Once we made it across the bridge, there was a car to take the first four of us across to the River of Life compound about three-quarters of a mile away. Staff members unloaded the luggage from the back of the bus into pickup trucks, covered the luggage the best they could with tarpaulins, and drove down river to be ferried across in the rain. As you might suspect, by the time they unloaded the luggage, my poor nylon, soft-side bag was pretty thoroughly soaked.
Eventually dinner was served, and we were informed as to where we would sleep. The women would be in two different smaller wooden structures, and all the men would sleep in the church. All the benches in the church were without backs, so it was easy to slide two six-foot-long benches side by side and lay a mattress on the top of the benches. In the sanctuary, there were twelve such “beds” set up, and then on the front platform area, there were three mattresses set up on the floor. I grabbed one of the beds on the floor of the wooden platform in order to keep my bags off the damp concrete floor. The jungle rain continued to pour. Sometime during the night, I stumbled out of the church into the hot, humid jungle night, watered the jungle flowers, and thanked the dear Lord that I had been born a man-child.
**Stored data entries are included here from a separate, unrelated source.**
PR #960, opened 2019-02-14
more cleanup of .d.ts

kabentley:
I found a few more ;)

### DIFF
--- a/svg.js.d.ts
+++ b/svg.js.d.ts
@@ -210,6 +210,7 @@ declare module "@svgdotjs/svg.js" {
         link(url: string): A;
         marker(width?: number, height?: number, block?: (marker: Marker) => void): Marker
         mask(): Mask;
+        nested(): Svg;
         path(): Path;
         path(d: PathArrayAlias): Path;
         pattern(width?: number, height?: number, block?: (pattern: Pattern) => void): Pattern
@@ -237,7 +238,6 @@ declare module "@svgdotjs/svg.js" {
         namespace(): this;
         defs(): Defs;
         parent(): HTMLElement;
-        spof(): this;
         remove(): this;
         isRoot(): boolean;
     }
--- a/svg.js.d.ts
+++ b/svg.js.d.ts
@@ -127,6 +127,7 @@ declare module "@svgdotjs/svg.js" {
         removeElement(element: Element): this;
         replace(element: Dom): Dom;
         svg(): string;
+        svg(svg: string): this;
         toString(): string;
         words(text: string): this;
         writeDataToDom(): this;


Fuzzyma:
I knew it :D. Should I merge right away?

kabentley:
why don't you just leave this PR open until you're ready to make a new release. I'm sure I'll keep finding more, but it's not critical that the .d.ts being 100% accurate (you can just do an "as any" where things are missing/wrong).

Fuzzyma:
Thats what I had in mind from the start - but you wanted it to be merged :P 
But no worries. I will just merge it before I release the next version. Until then I will leave it open :)

svg.js.d.ts
```diff
@@ -1,8 +1,12 @@
+declare class BuiltInArray<T> extends Array<T> { }
+
 declare module "@svgdotjs/svg.js" {
 
     function SVG(): Svg;
-    function SVG(id: string): Svg;
-    function SVG(domElement: HTMLElement): Svg;
+    function SVG(id: string): Element;
```
Fuzzyma: I would rename it from `id` to `selector`

svg.js.d.ts
```diff
@@ -82,58 +105,505 @@ declare module "@svgdotjs/svg.js" {
...
+        x: number;
+        y: number;
+        constructor();
+        constructor(position: CoordinateXY);
+        constructor(point: Point);
+        constructor(position: { x: number, y: number });
+        constructor(x: number, y?: number);
+        clone(): Point;
+        transform(matrix: Matrix): this;
+        transform0(matrix: Matrix): this;
```
Fuzzyma: Its `transformO` not `transform0` - Its an o not a zero. Its short for "optimized"

svg.js.d.ts
```diff
@@ -82,58 +105,505 @@ declare module "@svgdotjs/svg.js" {
...
+
+    type PathArrayAlias = PathArray | PathCommand[] | (string | number)[] | string;
+
+    class PathArray extends Array<PathCommand> {
+        constructor();
+        constructor(d: ArrayAlias<PathCommand> | PathArrayAlias);
+
+        // TODO: maybe typescript does not need to have such as direct access to this variable.
+        // SVG.JS required direct modify the value of a path array for performance
+        value: PathCommand[]
```
Fuzzyma: As far as I know this attribute doesnt exist anymore. If is does, its a bug!

svg.js.d.ts
```diff
@@ -82,58 +105,505 @@ declare module "@svgdotjs/svg.js" {
...
+        d?: number;
+        e?: number;
+        f?: number;
+    }
+
+    interface MatrixExtract extends TransformData, MatrixLike { }
+
+    type FlipType = 'both' | 'x' | 'y' | boolean
+    type ArrayXY = [number, number]
+    type CoordinateXY = ArrayXY | { x: number, y: number }
```
Fuzzyma: You used that type at the Point interface but also had one constructor extra with only `{ x: number, y: number }`. Couldnt you get rid of that extra constructor?

svg.js.d.ts
```diff
@@ -82,58 +105,505 @@ declare module "@svgdotjs/svg.js" {
...
+        valueOf(): MatrixLike;
+        to(a: any): Morphable;
     }
 
-    // boxes.js
-    class Box {
+    // List.js
+    interface List<T> extends Array<T> {
+        // TODO: check whether each is necessary to expose if it useful to external usage.
+        // each(fn: Function, ...args: any[]): void
```
Fuzzyma: Yes, each is totally usable. Its for the case, that you didnt updated the methods in the List prototype and therefore go the way over each. E.g. this will do the same:

```js
list.fill('red')
list.each('fill', 'red')
```

It can also be used to run a custom function over the whole list like map does:

```js
list.each(fn)
```

Ofc you could use map directly in that case... anyway - I will put it in the docs and so it will be public api

svg.js.d.ts
```diff
@@ -144,46 +614,421 @@ declare module "@svgdotjs/svg.js" {
...
+        constructor(source: DOMRect);
         constructor(x: number, y: number, width: number, height: number);
+
+        merge(box: Box): Box;
+        transform(m: Matrix): Box
         addOffset(): this;
         toString(): string;
         toArray(): number[];
         isNulled(): boolean;
+        to(v: MorphValueLike): Morphable;
```
Fuzzyma: Actually you can only morph a Box to a boxlike.
The other `to` functions are all with any but as a rule of thumb you can say: Everything what goes for the constructor also goes for the `to` method of that class

svg.js.d.ts
```diff
@@ -144,46 +614,421 @@ declare module "@svgdotjs/svg.js" {
...
+        constructor()
+        constructor(a: number[])
+        constructor(a: TransformData)
+
+        defaults: TransformData
+
+        toArray(): number[]
+
+        to(t: TransformData): Morphable
+        fromArray(t: TransformData): this
```
Fuzzyma: fromArray takes an array as input. Beside that, this looks fine

svg.js.d.ts
```diff
@@ -144,46 +614,421 @@ declare module "@svgdotjs/svg.js" {
...
+        clearTimeout(o: Object): void
+        cancelImmediate(o: Object): void
+    }
+
+    type ParentTypeAlias = Svg | G | A;
+
+    /**
+     * Just fancy type alias to refer to css query selector.
+     */
+    type QuerySelector = string
```
Fuzzyma: Jup, use that one for `SVG()`, too :)

svg.js.d.ts
```diff
@@ -144,46 +614,421 @@ declare module "@svgdotjs/svg.js" {
...
+        putIn<T extends this>(parent: PutInMapping<T>): PutInResultMapping<T>;
+
+        remove(): this;
+        removeElement(element: Element): this;
+        replace<T extends Dom>(element: T): T;
+        round(precision?: number, map?: string[]): this
+        svg(): string;
+        svg(a: boolean, outer?: boolean): string
+        svg(a: null | Function, outer?: boolean): string
+        svg(a: string, outer?: boolean): string
```
Fuzzyma: This is an import not an export. It returns the element itself (or in case outer=true it would return the parent)

svg.js.d.ts
```diff
@@ -144,46 +614,421 @@ declare module "@svgdotjs/svg.js" {
...
-        at(pos: number): Color;
+        words(text: string): this;
+        writeDataToDom(): this;
+
+        // prototype extend Attribute in attr.js
+        /**
+         * Get the attribute object of SVG Element. The return object will be vary based on
+         * the instance itself. For example, G element will only return GlobalAttr where Rect
+         * will return RectAttr instead.
+         */
```
Fuzzyma: This seems like this becomes super complicated. What about custom attributes and data-attributes? Can you cover all this? I mean - I dont mind as long as this works :)

svg.js.d.ts
```diff
@@ -583,72 +1421,62 @@ declare module "@svgdotjs/svg.js" {
...
-        size(width: number, height: number): this;
+        size(width: number, height?: number): this;
         marker(position: string, width?: number, height?: number, block?: (marker: Marker) => void): Marker;
         marker(position: string, marker: Marker): Marker;
     }
     // rect.js
     class Rect extends Shape {
-        radius(x: number, y?: number): this;
-    }
+        constructor(val: { width: number, height: number, x: number, y: number })
```
Fuzzyma: I am not sure about this one. Every constructor can take an object which is passed directly to `attr`. So this is not limmited to width, height...

Alternatively you can pass in a node into the Rect constructor.

This both statements are true for all elements in svg.js. So you can do the following:

```js
new Rect(SVGRectNode)
new Rect({width: 100, fill: 'none'})
```

svg.js.d.ts
kabentley: good point :)

svg.js.d.ts
kabentley: OK, I was confused about this and just trying to get the test to compile. I'll fix it

svg.js.d.ts
kabentley: would that be an array of numbers?

Fuzzyma: yes!

svg.js.d.ts
kabentley: should it return an Svg?

svg.js.d.ts
kabentley: I think he gave up and just returned "any"

svg.js.d.ts
Fuzzyma: It returns `this` for outer=false and `Element` for outer=true. I am not sure if you can type that with Typescript.
But it will always return an `Element`. Btw: If you want we can also chat on gitter :)

svg.js.d.ts
Fuzzyma: Well thats fine for now I guess :D

svg.js.d.ts
kabentley: gitter sounds like a better choice. How do I do that?

kabentley: I added this logic

Fuzzyma: You can find our gitter channel here: https://gitter.im/svgdotjs/svg.js

You can login with github :)

svg.js.d.ts
```diff
@@ -668,13 +668,10 @@ declare module "@svgdotjs/svg.js" {
...
         constructor(a: number[])
         constructor(a: TransformData)
-
         defaults: TransformData
-
         toArray(): number[]
-
         to(t: TransformData): Morphable
-        fromArray(t: TransformData): this
+        fromArray(t: number[] | Object ): this
```
Fuzzyma: Why do you have this | Object there? Shouldnt only teh number array be enoough?

svg.js.d.ts
```diff
@@ -1455,22 +1453,23 @@ declare module "@svgdotjs/svg.js" {
...
         move(x: number, y: number): this;
         size(width: number, height?: number): this;
         marker(position: string, width?: number, height?: number, block?: (marker: Marker) => void): Marker;
         marker(position: string, marker: Marker): Marker;
     }
-    // rect.js
+
     class Rect extends Shape {
-        constructor(val: { width: number, height: number, x: number, y: number })
+        constructor(val?: SVGRectElement);
```
Fuzzyma: As already mentioned, this possibility exists for all elements :)

svg.js.d.ts
```diff
@@ -1243,6 +1255,7 @@ declare module "@svgdotjs/svg.js" {
         stop(jumpToEnd: boolean, clearQueue: boolean): Animation;
         stop(offset?: NumberAlias | string, color?: NumberAlias, opacity?: NumberAlias): Stop;
         stop(val: { offset?: NumberAlias | string, color?: NumberAlias, opacity?: NumberAlias }): Stop;
+        stroke(): any;
         stroke(color: string): this;
         stroke(stroke: StrokeData): this;
         tbox(): Box;
```
Fuzzyma: This one can go. It doesnt exist anymore

kabentley: I can take it out, but it looks to me like it is there. Or do i misunderstand?

https://github.com/svgdotjs/svg.js/blob/9e75004466f251d765f72fd80fad846e71fae107/src/modules/optional/sugar.js#L24

Fuzzyma: You have a reference to sugar.js in your answer - is this wanted? Because I dont get it :D.
We dont have a tbox. We have rbox and bbox. tbox was deprectated long time ago and replaced by rbox

kabentley: i'm sorry, i thought you were referring to the green line (`stroke(): any`). Got it :)

Fuzzyma: Ah okay :D. Btw, can we meet at gitter for a few minutes? I am wtriting typings for the filter plugin and have one weired error popping up in the d.ts file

Ernie and Martha had built only one shower stall and one toilet, and both the toilet and shower were in the room with the washer and dryer. The room was built on the side of one of the wooden buildings. As I was going back to sleep, I was calculating how long the line would be in the morning when twenty-eight people decided to take a shower before breakfast. I knew my odds of getting in were about the same as the man at the pool of Bethesda in Jerusalem who had waited some thirty years for a chance at the troubled waters. I set my mental alarm clock to awaken early. I didn’t dare set my travel alarm, because there were fourteen other guys asleep in the church sanctuary.
Monday, February 17
When I woke up, I pulled on my pants, shirt, and shoes and quietly sneaked out the back door of the church. I knew I would be first to take a shower at that hour and would be able to clear out for others to follow … Wrong! By the time I got there, I was third in line, and several women had already been there and were outside trying to dry their hair in the jungle darkness.
After a breakfast of cold cereal, coffee (no English black tea), and bananas, the medical team loaded up and headed out into a remote jungle area to take care of over two hundred patients and distribute over a thousand pills for everything from worms to warts. Lots of bottles of Project C.U.R.E. ladies’ vitamins were given out to mothers or pregnant women.